By sticking to the earlier estimate of 2 billion people before the final, it suggests that AFCON viewership saw an increase of over 300%, and this could be more when the official report from CAF is released.

Estimated Sponsorship Revenue for AFCON 2023 

According to GlobalData, a London-based market research firm, it is projected that CAF will generate approximately $75 million in sponsorship revenue from the current AFCON.

 

The tournament featured 17 commercial partners, including TotalEnergies as the title sponsor, along with 1xBet, Orange, and Unilever.

 

In the fiscal year 2021-2022, CAF’s overall revenue reached $103.6 million. The sponsorship funds derived from Competitions contributed significantly to this total, generating an impressive cumulative revenue of $79.8 million.

 

This marked a notable increase of $3.6 million compared to the previous year’s sponsorship funds.

 

The projected sponsorship revenue for the AFCON 2023 alone is estimated to be $75 million, underscoring the substantial and commendable contribution of CAF to this achievement.
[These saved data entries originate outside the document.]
PR #1580, opened 2025-12-15
Color LED effects app

ArisMorgens:
This app contains some effects for the Color LED decks attached to a Crazyflie that were used for the 2025 Christmas video. There's a short documentation for each effect in README,


gemenerik:
I think it is a good idea to share this, but I am not sure if this is the correct place. Anything in examples should be tested and maintained for all releases, and this example having more integration with other subsystems is cool but increases maintenance load a lot. I think it may be time that we open up a crazyflie-demos repository or something like that, where examples like this one are hosted. We could include compatibility info with the examples (this was tested with...) or even include submodules with the latest tested firmware so it is guaranteed to run. That way we can share cooler examples like this one without adding too much maintenance burden.

ArisMorgens:
Creating a crazyflie-demo repository sounds like a viable solution for the continuously increasing amount of examples. Merging this one!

PRIZE MONEY FOR AFCON 2023 

In January, prior to the commencement of AFCON 2023, CAF disclosed a 40% increase in the prize money.

 

The champions, Ivory Coast, are set to receive USD 7,000,000. The Super Eagles of Nigeria will be awarded USD 4,000,000, while South Africa and DR Congo will each receive USD 2,500,000.

 

The other four quarter-finalists, Mali, Angola, Guinea, and Cape Verde, will individually get USD 1,300,000.
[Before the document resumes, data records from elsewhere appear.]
Issue #832, opened 2021-08-17
Mellinger controller: Attitude control unstable beyond about 30 degrees roll/pitch


whoenig:
the SE(3) controller from Mellinger/Li should be capable of trajectory tracking with around 60 degrees roll/pitch angle without problems. Our implementation only can get to around 30 degrees. This has been observed by @whoenig and @jpreiss in a trajectory tracking scenario and by @pPatrickK in https://github.com/USC-ACTLab/crazyswarm/issues/71 in a position setpoint step scenario. This might be due to some implementation bug or because of the low thrust-to-weight ratio of Crazyflies.

Transferred from https://github.com/USC-ACTLab/crazyswarm/issues/74.

jonasdn:
What would be a good way forward for this issue?

How do we determine if this is a bug or if we have reached a limitation of thrust-to-weight ratio?

Any ideas?

whoenig:
A software verification might be possible with the Python bindings (https://github.com/bitcraze/crazyflie-firmware/issues/602) and simulation of a model with a higher t2w ratio. A hardware verification would require upgraded motors.

whoenig:
One problem I just found is the omega error: this should be both in body coordinates (equation right above (8) in the paper; Lee uses R^T R_d, see (8) in his paper). I am not sure if this can cause these kind of errors, but it can certainly explain odd behavior for yaw !=0 cases.

jpreiss:
Did anyone ever do a comparison between the INDI controller and Mellinger for aggressive attitudes? If another controller performs significantly better, that would be evidence that this is a software bug.

knmcguire:
I've compared the PID and INDI controller, as the INDI controller should be able to withstand sudden distrurbances and windgusts, but not against Mellinger... 

Is there a trajectory that forces the 30 deg roll/pitch that we can compare the both with?

whoenig:
Executing https://raw.githubusercontent.com/USC-ACTLab/crazyswarm/master/ros_ws/src/crazyswarm/scripts/figure8.csv at 0.6 timescale results in 34 deg max roll and 23 deg max pitch. I remember that this results usually in crashes with the mellinger controller.

knmcguire:
This was very long over due.... but I finally got around to test this. I tested the trajectory on PID, Mellinger and INDI. Although the Crazyflie didn't crash, it did behave more aggressive and wobbly during the maneuver. With bad motors/propellers it probably crashed for sure. 

[...]

PR #1596, opened 2026-02-04
Mellinger controller angle limitation fix

ratheron:
The other day we have observed that the Mellinger controller behaves different from our implementation in [Crazyflow](https://github.com/utiasDSL/crazyflow). We expected that when sending the attitude command via rpy angles, the desired orientation matrix gets constructed from that. After some investigation, however, we noticed that it is not correctly converted back into a rotation matrix onboard, but rather the target_thrust vector with a fixed z length of 1, effectively limiting the maximum achievable angle, since the x and y length are computed from the sin of pitch and roll. 

Here is a plot of the simulation (first plot) vs reality (second plot) for the brushless drone, where we can observe a flattening of the angle at around 45 deg (as expected from the argument above). Look for the roll and pitch command vs observed angles:
sim_correct 
real_bug

To test if line 167, 168, and 174 actually cause this, we implemented this in our sim too and now sim and real look very similar:
sim_bug

The fix simply includes computing the rotation matrix from the RPY angles. With the fix applied in the firmware, we observe the following results in real, which now look very similar to the first plot in sim. We can see that this implementation enables way more aggressive angles:
real_correct

We stumbled across #832 and could imagine that this bug causes this limitation, but are not entirely sure what the observed behavior is. Maybe @whoenig still remembers what exactly was the issue. Either way, we have flown the brushless and the legacy drone with full state commands and RPYT interface and it appears to be stable in both cases.

### DIFF
--- a/src/modules/src/controller/controller_mellinger.c
+++ b/src/modules/src/controller/controller_mellinger.c
@@ -158,23 +158,6 @@ void controllerMellinger(controllerMellinger_t* self, control_t *control, const 
   self->i_error_y += r_error.y * dt;
   self->i_error_y = clamp(self->i_error_y, -self->i_range_xy, self->i_range_xy);
 
-  // Desired thrust [F_des]
-  if (setpoint->mode.x == modeAbs) {
-    target_thrust.x = self->mass * setpoint->acceleration.x                       + self->kp_xy * r_error.x + self->kd_xy * v_error.x + self->ki_xy * self->i_error_x;
-    target_thrust.y = self->mass * setpoint->acceleration.y                       + self->kp_xy * r_error.y + self->kd_xy * v_error.y + self->ki_xy * self->i_error_y;
-    target_thrust.z = self->mass * (setpoint->acceleration.z + GRAVITY_MAGNITUDE) + self->kp_z  * r_error.z + self->kd_z  * v_error.z + self->ki_z  * self->i_error_z;
-  } else {
-    target_thrust.x = -sinf(radians(setpoint->attitude.pitch));
-    target_thrust.y = -sinf(radians(setpoint->attitude.roll));
-    // In case of a timeout, the commander tries to level, ie. x/y are disabled, but z will use the previous setting
-    // In that case we ignore the last feedforward term for acceleration
-    if (setpoint->mode.z == modeAbs) {
-      target_thrust.z = self->mass * GRAVITY_MAGNITUDE + self->kp_z  * r_error.z + self->kd_z  * v_error.z + self->ki_z  * self->i_error_z;
-    } else {
-      target_thrust.z = 1;
-    }
-  }
-
   // Rate-controlled YAW is moving YAW angle setpoint
   if (setpoint->mode.yaw == modeVelocity) {
     desiredYaw = state->attitude.yaw + setpoint->attitudeRate.yaw * dt;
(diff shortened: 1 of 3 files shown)


ratheron:
Yes, we have removed this part intentionally. We have checked and can observe the same behavior before and after our change:
- In full state control mode, the drone levels when the connection is lost, because it simply stays at the last commanded setpoint. After around 2s, the drone drops.
- In attitude control mode (RPYT), also the last setpoint is applied. This means the drone continues with the same attitude and thrust. After around 0.5s, the drone levels, but continues to drift with roughly constant velocity. After around 2s, the drone drops, too.

I don't know what the commander is doing after 500ms when the connection is lost, i.e., what the mode is set to. If we want the controller to level and hover for the RPYT interface too, what I would endorse, we first need to know what the applied logic is.

src/modules/src/controller/controller_mellinger.c
```diff
@@ -191,31 +174,42 @@ void controllerMellinger(controllerMellinger_t* self, control_t *control, const
...
-    struct vec y_yaw = vcross(mkvec(0, 0, 1), x_yaw);
-    struct mat33 R_yaw_only = mcolumns(x_yaw, y_yaw, mkvec(0, 0, 1));
-    target_thrust = mvmul(R_yaw_only, target_thrust);
-  }
-
-  // Current thrust [F]
-  current_thrust = vdot(target_thrust, z_axis);
+  current_thrust = 0.0f;
+  
+  if (setpoint->mode.x == modeAbs) {
```
stefanthorstenson, line 178: Is there somewhere a description of which sets of modes that can be applied? Are they dependent? It seems like mode.x == modeAbs is connected with mode.z == modeDisable, but it is not clear.

What I'm trying to get to is to clarify what code is used when flying e.g. in manual mode, if that is possible.

stefanthorstenson: Irrelevant for this PR

stefanthorstenson (dismissed):
Looks good!

gemenerik (changes requested):
Great fix for the angle limitation, the analysis and plots are convincing.

One concern: I think this PR may break some combinations of control modes. For instance, I tested with the cfclient hover assist mode (XY velocity + Z position hold) and it no longer produces thrust. There may be other affected combinations as well.

I think it should be possible to bring these modes back while keeping the RPY fix, since the orientation and thrust computation can be handled independently.

ratheron:
Thanks for pointing this out @gemenerik. As @stefanthorstenson was also wondering, is there any documentation where we can find out which mode combinations there are? It's hard to fix this without having the full picture. I found [this enum](https://github.com/ratheron/crazyflie-firmware-sysid/blob/master/src/modules/interface/stabilizer_types.h#L245-L249) of the modes so far.

ratheron:
Thanks for coming back so fast. Sounds good. So There is nothing to do from my side?

Fyi, I just found out that due to the allowed more aggressive behavior, the brushed cf seems less stable and crashes faster (when trying to track kinky references only) than before with our offboard position 2 attitude Mellinger controller (same weights as the onboard one). This will most likely also be the case when using the onboard position to attitude part. Have you noticed anything in that regard when flying aggressive trajectories? The brushless seems to be very well tuned now.

src/modules/src/controller/controller_mellinger.c
```diff
@@ -191,31 +174,66 @@ void controllerMellinger(controllerMellinger_t* self, control_t *control, const
...
-  // yaw correction (only if position control is not used)
-  if (setpoint->mode.x != modeAbs) {
-    struct vec x_yaw = mcolumn(R, 0);
-    x_yaw.z = 0;
-    x_yaw = vnormalize(x_yaw);
-    struct vec y_yaw = vcross(mkvec(0, 0, 1), x_yaw);
-    struct mat33 R_yaw_only = mcolumns(x_yaw, y_yaw, mkvec(0, 0, 1));
-    target_thrust = mvmul(R_yaw_only, target_thrust);
+  // Calculate desired axes and current thrust
+  if (setpoint->mode.x == modeAbs) {
```
gemenerik, line 178: Branch fires on mode.x == modeAbs but reads y/z slots without checking their modes, implicitly assumes all three are modeAbs. Flagging for the follow-up issue

gemenerik (approved):

src/modules/src/controller/controller_mellinger.c
stefanthorstenson: Good comment! Created #1628. In this PR, only the manual mode of the Mellinger controller has functional changes. All other changes are refactoring.

stefanthorstenson:
@ratheron , we are ready to merge. Thanks a lot for the nice contribution!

AFCON 2023 SOCIAL MEDIA IMPACT 

AFCON made a big impact on social media, from lively fan chats to live updates. But it wasn’t just for fun; some people also made money from it.

 

Last year, Twitter started an initiative where users could earn a share of the ad revenue from sponsored posts under their tweets.

 

Some folks partnered with brands, joined subscription programs, or got tips from their followers.

 

For example, a video of the final moments of the Côte d’Ivoire vs. Nigeria match, posted on the official CAF account, got over 15 million views, 1.5 million likes, and 300,000 retweets.

 

According to Statista, the average cost per thousand impressions for social media ads globally was $4.33 in the second quarter of 2023, making the estimated ad revenue around $65,000.

 

The 2023 Africa Cup of Nations was undoubtedly a success both on and off the field. The Confederation of African Football, CAF can take pride in organizing a splendid tournament.